I was sharing my frustration with Dan about how I had succumbed to my sugar addiction again, and that I couldn’t get myself back to raw eating. I had no motivation. (Remember, “logic means nothing when I’m under the influence”.) But Dan pointed out that exercising pumps up our endorphin levels, which makes us feel better.

At that point I was willing to try anything, so I started working out to a new dvd program. I hadn’t exercised in 8 months, so I took it slow, easing myself back into the habit. But even with a simple low impact, high intensity workout, Dan was right. By the third or fourth day, when my legs stopped hurting and I could walk normally again, I did indeed feel better. My depression began to lift and life seemed doable again… so did raw eating.

I have now been working out at least 5 times a week for 3 weeks, and eating about 90% raw for over 2 weeks.
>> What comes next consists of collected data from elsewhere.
Issue #2900, opened 2022-10-14
🚀 - Allow dynamic changes to `TUI_NUMBER_FORMAT`


theorlovsky:
### Which @taiga-ui/* package(s) are relevant/releated to the feature request?

core

### Description

Different locales have different decimal separators, so it would be good to be able to change it dynamically on language change. Maybe change it to `InjectionToken<TuiNumberFormatSettings | Observable<TuiNumberFormatSettings>>`, this way it will be backward compatible with the previous versions.

waterplea:
That's a good suggestion. Will you be willing to make a PR for it?

theorlovsky:
sure, will take a look

ddubrava:
Hi! Any ideas for the implementation? It seems that `TUI_NUMBER_FORMAT` is used in many places, so it's not trivial.

Issue #2578, opened 2022-09-02
🐞 - Providing TUI_NUMBER_FORMAT with useClass causes incorrect parsing of input


pwespi:
### Which @taiga-ui/* package(s) are the source of the bug?

core

### Please provide a link to a minimal reproduction of the bug

https://github.com/pwespi/tui-input-number

### Is this issue blocking you?

Blocking

### Description

We are providing `TUI_NUMBER_FORMAT` with `useClass` (to be able to change the format dynamically). This causes incorrect parsing of the input when the input loses focus.

![Screen Recording 2022-09-02 at 16 46 04(1)](https://user-images.githubusercontent.com/24232962/188175783-8c137bf8-4c39-4c8f-aa70-ff5451e39e60.gif)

I feel great! My mind is clear and focused, and I am determined to make this my new way of being. Before I connected my depression with my eating habits, I was terrified that I would always be “low” and “lazy”, and that it would only get worse over time. But now I see the light, not at the end of a tunnel, but all around me.

This journey is far from over. It will be a daily challenge, but I feel so much more confident in my ability to face obstacles along the way, and not just survive, but succeed.

It’s not just about my weight. It’s about so much more.

~Sarah

Next Time: More details about what I’m eating and how I’m working out.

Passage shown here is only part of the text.